Is a constant transformation still considered a gauge transformation? I've never even considered the possibility that a constant transformation would not qualify as a gauge transformation.  But I'm reading a paper that seems to make exactly this distinction.  In particular, the title of the paper itself begins with "Gauge Invariant".  But their results clearly change under any Poincaré transformation (or more generally any BMS transformation).  They even acknowledge this at one point deep in the paper.  The context is gravitational radiation on $\mathscr{I}^+$.
Now, they have eliminated a more dynamical form of gauge invariance, which can vary from point to point.  But I would say that at least somewhere early on in the paper, they should clarify that the "Gauge Invariant" they use in the title and throughout the paper only refers to those parts of the gauge freedom.  In my opinion, an unqualified "gauge invariant" necessarily refers to all possible gauge transformations.
Am I being over-precise?  Would most people normally understand that "gauge invariant" excludes constant gauge transformations?
 A: There are such things are large gauge transformations, which I think are related to your question. For example, consider general relativity where the gauge invariance is diffeomorphism invariance. Typically gauge transformations are considered that leave the boundary invariant, but there are also large gauge transformations that for example rescale the boundary metric. As an example, $t \rightarrow 2t$ is technically a gauge transformation but it changes the asymptotic value of the metric. Similar statements hold in gauge theories as well.

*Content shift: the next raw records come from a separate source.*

Issue #63, opened 2021-04-13
Remove associated catalog when a ProfileCatalogSource is removed


cPu1:
When a `ProfileCatalogSource` is removed via the HTTP API, its associated catalog continues to linger in the in-memory cache. The controller should handle this case and remove the catalog.

Issue #52, opened 2021-04-08
I can update a catalog in my cluster


Callisto13:
The API needs to handle altering profiles in the array which are associated with that catalog

Issue #51, opened 2021-04-08
I can delete a catalog source from my cluster


Callisto13:
The API needs to handle removing things from the profiles array which are associated with that catalog.

This would be useful to have sooner rather than later, because right now the integration tests keep failing when run multiple times as the in memory list persists between runs

cPu1:
>I can delete a catalog from my cluster

>The API needs to handle removing things from the profiles array which are associated with that catalog.

Is this issue about removing a profile from a catalog, or a catalog itself?

Callisto13:
a catalog itself. there is another story to handle updating a catalog (adding/removing profiles from an existing catalog)

PR #65, opened 2021-04-13
Keep in-memory cache synchronized with ProfileCatalogSource

cPu1:
### Description

Closes https://github.com/weaveworks/profiles/issues/63
Closes https://github.com/weaveworks/profiles/issues/51
Closes https://github.com/weaveworks/profiles/issues/52

The cache is currently built with the assumption that there can't be multiple catalogs with the same name in different namespaces, so the catalog's name itself is used as the key. 
Related: https://github.com/weaveworks/profiles/issues/66

### Checklist


pkg/catalog/catalog.go
```diff
@@ -7,38 +7,44 @@ import (
...
+func (c Catalog) Update(catalogName string, profiles ...profilesv1.ProfileDescription) {
+	for i := range profiles {
+		profiles[i].Catalog = catalogName
 	}
+	c[catalogName] = profiles
+}
+
+// Remove removes the specified catalog.
+func (c Catalog) Remove(catalogName string) {
+	delete(c, catalogName)
```
Callisto13, line 27:
```suggestion
// Remove removes the specified catalog source.
func (c Catalog) Remove(sourceName string) {
	delete(c, sourceName)
```

Just to make sure nobody gets confused

pkg/catalog/catalog_test.go
```diff
@@ -10,7 +10,7 @@ import (
 
 var _ = Describe("Catalog", func() {
```
Callisto13, line 11: TODO: add test for `Remove`

pkg/catalog/catalog.go
cPu1: The rest of the code uses `catalogName` and I'm not sure if `sourceName` is clearer than that.

bigkevmcd: How about just "name" ?

It's `Catalog`.Remove()` what do catalogs remove? sources? what could the name be? the name of a source to remove?

cPu1: I'm not sure anyone new to the codebase would be able to deduce that `catalog.Delete(name string)` deletes a source. Nowhere in the catalog code we've used the word source. Also, this changelist did not introduce the word `catalogName`, it's already being used in other catalog operations.

Callisto13: > this changelist did not introduce the word catalogName, it's already being used in other catalog operations

True, and that is a mistake given we have already conflated catalogs and sources multiple times in discussion.

cPu1: I'm happy to rename all `catalogName` references to `sourceName`. WDYT?

pkg/catalog/catalog_test.go
cPu1: Done

tests/acceptance/acceptance_test.go
```diff
@@ -257,19 +257,61 @@ var _ = Describe("Acceptance", func() {
...
+			})
+		})
+
+		Context("delete", func() {
+			It("clears the in-memory cache when a ProfileCatalogSource is deleted", func() {
+				Expect(kClient.Delete(context.Background(), &pCatalog)).To(Succeed())
+				Eventually(func() error {
+					_, err := getProfile(profileName)
+					return err
+				}).Should(MatchError(ContainSubstring("got 404")))
```
aclevername, line 313: minor nit, but is it worth going a `Get` first, to prove its there before deleting? Atm this test could pass if the setup for the test is incorrect

pkg/catalog/catalog.go
Callisto13: yeh i think that would help unmuddle things 😅 , thanks!

tests/acceptance/acceptance_test.go
cPu1: Done.

tests/acceptance/acceptance_test.go
```diff
@@ -251,25 +251,71 @@ var _ = Describe("Acceptance", func() {
...
 						Name:        "nginx-2",
 						Description: "nginx 1",
-						Catalog:     catalogName,
+						Catalog:     sourceName,
 					},
 				))
 			})
 		})
 
+		getProfile := func(profileName string) (profilesv1.ProfileDescription, error) {
```
bigkevmcd, line 260: Given that this is only used in a test, it doesn't need to return an error, it can just `Expect` things and fail.

bigkevmcd: Also, it could return a pointer to a ProfileDescription?

cPu1: >Given that this is only used in a test, it doesn't need to return an error, it can just Expect things and fail.

There are multiple callers of this function, one of which expects a specific type of error to have occurred,, so moving the assertions to this function will not let us do that.

bigkevmcd: You could pass that in as a param?

cPu1: There are multiple code paths in this function that can return an error. Which of those calls will that param be checked against? The `(value, error)` return type is a well-established pattern. Moreover, it's more verbose to replace `return err` calls with assertions.

Callisto13:
Gonna get this one finished and merged while Chetan is on holiday 👍

pkg/api/api_test.go
```diff
@@ -77,5 +118,25 @@ var _ = Describe("Api", func() {
 				Expect(rr.Body.String()).To(ContainSubstring(`{"name":"nginx-1","description":"nginx 1","catalog":"catalog"}`))
 			})
 		})
+
+		When("the requested profile does not exist", func() {
+			BeforeEach(func() {
+				fakeCatalog.GetReturns(nil)
+			})
+
+			It("returns the profile summary from the catalog", func() {
```
aclevername, line 127:
```suggestion
			It("returns 404", func() {
```

pkg/api/api_test.go
```diff
@@ -77,5 +118,25 @@ var _ = Describe("Api", func() {
...
+				req, err := http.NewRequest("GET", "/profiles", nil)
+				req = mux.SetURLVars(req, map[string]string{"catalog": sourceName, "profile": profileName})
+				Expect(err).NotTo(HaveOccurred())
+
+				rr := httptest.NewRecorder()
+				handler := http.HandlerFunc(catalogAPI.ProfileHandler)
+
+				handler.ServeHTTP(rr, req)
+
+				// Check the status code is what we expect.
```
aclevername, line 137:
```suggestion
				// Check the status code is what we expect.
```

aclevername (approved):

Large gauge transformations can affect conserved charges, so although these are technically gauge transformations, they are often distinguished from "small" or what we might call ordinary gauge transformations.  
A: In YM theory, you generally don't take the constant transformations to be gauge transformations, since the constant transformations are generated by the charge operator.  If the charge operator generated gauge transformations, it would act trivially on all physical states, which would mean that you couldn't have charges.
A: I can't think of any sane definition of the phrase "gauge transformation" which would exclude a function that is identically equal to some constant $C$, but include a function that is equal to $C$ everywhere except for at a tiny region over in the Andromeda galaxy, where it takes on the value $C + \epsilon$ for a tiny shift $\epsilon$. So yes, a constant transformation still counts as a gauge transformation.